NumPy: how to quickly normalize many vectors?
How can a list of vectors be elegantly normalized, in NumPy?
Here is an example that does not work:
from numpy import *
vectors = array([arange(10), arange(10)]) # All x's, then all y's
norms = apply_along_axis(linalg.norm, 0, vectors)
# Now, what I was expecting would work:
print vectors.T / norms # vectors.T has 10 elements, as does norms, but this does not work
The last operation yields "shape mismatch: objects cannot be broadcast to a single shape".

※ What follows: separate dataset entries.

PR #452, opened 2019-02-26
Slightly improve the media experience

### LINKED ISSUE #432: Image description links in https://<url>/medias are not shown properly.
When logged in your can view your uploaded images in https://<url>/medias. When the screen resolution is high enough / browser window is wide enough, the page displays okay. But I'm using a 1440x900 screen and it's not wide enough to display the page quite right.

The images are displayed too large so that the image descriptions to their right are not always shown. This means you can't access the images' info pages where the text to copy to add the posts is shown.

The design of the https://<url>/medias page should be improved so the image descriptions are always shown, including on mobile. The display is very poor on mobile right now.

Thanks!

BaptisteGelez:
- Use a grid to display the list of media
- Add icons for non-image media preview
- Paginate the gallery
- Add links to the gallery in the editor and in the profile settings to make it more discoverable when you need it

Here are some screenshots:

screenshot_2019-02-26 vos medias plume
screenshot_2019-02-26 nouvel article plume
screenshot_2019-02-26 modifier votre compte plume

Fixes #432


plume-models/src/safe_string.rs
```diff
@@ -19,13 +19,23 @@ lazy_static! {
...
+            .add_tag_attributes(
+                "video",
+                [ "src", "title", "controls" ].iter(),
+            )
+            .add_tag_attributes(
+                "audio",
+                [ "src", "title", "controls" ].iter(),
+            )
+            .add_tag_attributes("div", [ "class" ].iter())
+            .add_tag_attributes("a", [ "class" ].iter());
```
fdb-hiroshima: I'm not a big fan off allowing custom class, peoples could inject div/a with the right classes to mess up the interface. I'd prefer maybe an "unsafe" (not necessary in the sens of rust's unsafe) builder for SafeString, with the contract that things put in it must already be trusted

plume-models/src/medias.rs
```diff
@@ -102,19 +102,19 @@ impl Media {
     pub fn html(&self, conn: &Connection) -> Result<SafeString> {
         let url = self.url(conn)?;
         Ok(match self.category() {
-            MediaCategory::Image => SafeString::new(&format!(
+            MediaCategory::Image => SafeString::trusted(&format!(
```
fdb-hiroshima: the alt and title can't be trusted (and trusted is unnecessary here)

plume-models/src/safe_string.rs
```diff
@@ -25,17 +25,7 @@ lazy_static! {
...
                 "iframe",
                 [ "width", "height", "src", "frameborder" ].iter().map(|&v| v),
-            )
-            .add_tag_attributes(
-                "video",
-                [ "src", "title", "controls" ].iter(),
-            )
-            .add_tag_attributes(
-                "audio",
-                [ "src", "title", "controls" ].iter(),
```
fdb-hiroshima: I think we should keep video and audio tags, So that people can insert media content in their posts

plume-models/src/medias.rs
```diff
@@ -102,19 +102,19 @@ impl Media {
...
                 r#"<img src="{}" alt="{}" title="{}">"#,
                 url, escape(&self.alt_text), escape(&self.alt_text)
             )),
-            MediaCategory::Audio => SafeString::new(&format!(
+            MediaCategory::Audio => SafeString::trusted(&format!(
```
fdb-hiroshima: title can't be trusted. I don't know how to handle this one. Maybe have some way of concatenating SafeString, and do `concat(trusted("<div></div>"),new("<audio/>"))`

plume-models/src/medias.rs
```diff
@@ -102,19 +102,19 @@ impl Media {
...
                 r#"<div class="media-preview audio"></div><audio src="{}" title="{}" controls></audio>"#,
                 url, escape(&self.alt_text)
             )),
-            MediaCategory::Video => SafeString::new(&format!(
+            MediaCategory::Video => SafeString::trusted(&format!(
```
fdb-hiroshima: title can't be trusted (and would be unnecessary here if we keep video/audio allowed)

PR #455, opened 2019-02-27
Fix follow IDs

### LINKED ISSUE #449: Strange urls in follows.ap_url column
URLs insterted in the `follows.ap_url` column have a strange structure:
```
plume=# select ap_url from follows;
                                                       ap_url                                                       
--------------------------------------------------------------------------------------------------------------------
 
 https://101010.pl/users/EuropaMiasto/follow/https://blog.funkwhale.audio/@/funkwhale/
 https://3.distsn.org/users/vaginaplant/follow/https://baptiste.gelez.xyz/@/vaginaplant/
 https://3.distsn.org/users/vaginaplant/follow/https://blog.funkwhale.audio/@/funkwhale/
 https://3.distsn.org/users/vaginaplant/follow/https://fediverse.blog/@/rinsuki/
 https://abyss.fun/users/guskma/follow/https://plume.mastodon.host/@/guskma/
 https://aleph.land/users/yahananxie/follow/https://fediverse.blog/@/yuki/
 https://anticapitalist.party/users/a000d4f7a91939d0e71df1646d7a48/follow/https://fediverse.blog/@/fdb-hiroshima/
 https://anticapitalist.party/users/a000d4f7a91939d0e71df1646d7a48/follow/https://fediverse.blog/@/FDB_hiroshima/
 https://anticapitalist.party/users/a000d4f7a91939d0e71df1646d7a48/follow/https://fediverse.blog/@/Luna/
 https://anticapitalist.party/users/Cocoron/follow/https://cafe.sunbeam.city/@/Cocoron/
```

As you can see, it looks like the URL is made of two concatenated URLs.

Plume version (and/or commit): latest docker tag

BaptisteGelez:
I changed the syntax of the `insert!` macro, allowing to modify an object just after it was saved to the database. You can now optional pass it a "closure" (actually it just looks like a closure) that will be run just after the insertion.

I updated all the models, including Follow, to use it to generate AP ID and URL. The advantages are that the ID/URL are now correct (fixes #449) and that we don't have methods like `update_boxes` or `update_ap_url` to call manually and that were easy to forget.

### DIFF
--- a/plume-models/src/blogs.rs
+++ b/plume-models/src/blogs.rs
@@ -1,6 +1,6 @@
 use activitypub::{actor::Group, collection::OrderedCollection, Actor, CustomObject, Object};
 use chrono::NaiveDateTime;
-use diesel::{self, ExpressionMethods, QueryDsl, RunQueryDsl};
+use diesel::{self, ExpressionMethods, QueryDsl, RunQueryDsl, SaveChangesDsl};
 use openssl::{
     hash::MessageDigest,
     pkey::{PKey, Private},
@@ -30,7 +30,7 @@ use {Connection, BASE_URL, USE_HTTPS, Error, Result};
 
 pub type CustomGroup = CustomObject<ApSignature, Group>;
 
-#[derive(Queryable, Identifiable, Serialize, Deserialize, Clone)]
+#[derive(Queryable, Identifiable, Serialize, Deserialize, Clone, AsChangeset)]
 pub struct Blog {
     pub id: i32,
     pub actor_id: String,
@@ -45,7 +45,7 @@ pub struct Blog {
     pub public_key: String,
 }
 
-#[derive(Insertable)]
+#[derive(Default, Insertable)]
 #[table_name = "blogs"]
 pub struct NewBlog {
     pub actor_id: String,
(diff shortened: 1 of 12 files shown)


src/routes/posts.rs
```diff
@@ -227,7 +227,6 @@ pub fn update(blog: String, slug: String, user: User, cl: ContentLen, form: Leni
             post.license = form.license.clone();
             post.cover_id = form.cover;
             post.update(&*conn, &searcher).expect("post::update: update error");;
-            let post = post.update_ap_url(&*conn).expect("post::update: update ap url error");
```
BaptisteGelez: Just a note: I removed that without replacing it with something else, since it is incorrect (the AP IDs should change), and was not working anyway (since we were checking if `ap_url` was empty before updating it, which was only the case on newly created articles).

plume-models/src/blogs.rs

How can the normalization of the 2D vectors in vectors be elegantly done, with NumPy?
Edit: Why does the above not work while adding a dimension to norms does work (as per my answer below)?
Answer
Computing the magnitude
I came across this question and became curious about your method for normalizing. I use a different method to compute the magnitudes. Note: I also typically compute norms across the last index (rows in this case, not columns).
magnitudes = np.sqrt((vectors ** 2).sum(-1))[..., np.newaxis]
Typically, however, I just normalize like so:
vectors /= np.sqrt((vectors ** 2).sum(-1))[..., np.newaxis]
A time comparison
I ran a test to compare the times, and found that my method is faster by quite a bit, but Freddie Witherdon's suggestion is even faster.
import numpy as np
vectors = np.random.rand(100, 25)
# OP's
%timeit np.apply_along_axis(np.linalg.norm, 1, vectors)
# Output: 100 loops, best of 3: 2.39 ms per loop
# Mine
%timeit np.sqrt((vectors ** 2).sum(-1))[..., np.newaxis]
# Output: 10000 loops, best of 3: 13.8 us per loop
# Freddie's (from comment below)
%timeit np.sqrt(np.einsum('...i,...i', vectors, vectors))
# Output: 10000 loops, best of 3: 6.45 us per loop
Beware though, as this StackOverflow answer notes, there are some safety checks not happening with einsum, so you should be sure that the dtype of vectors is sufficient to store the square of the magnitudes accurately enough.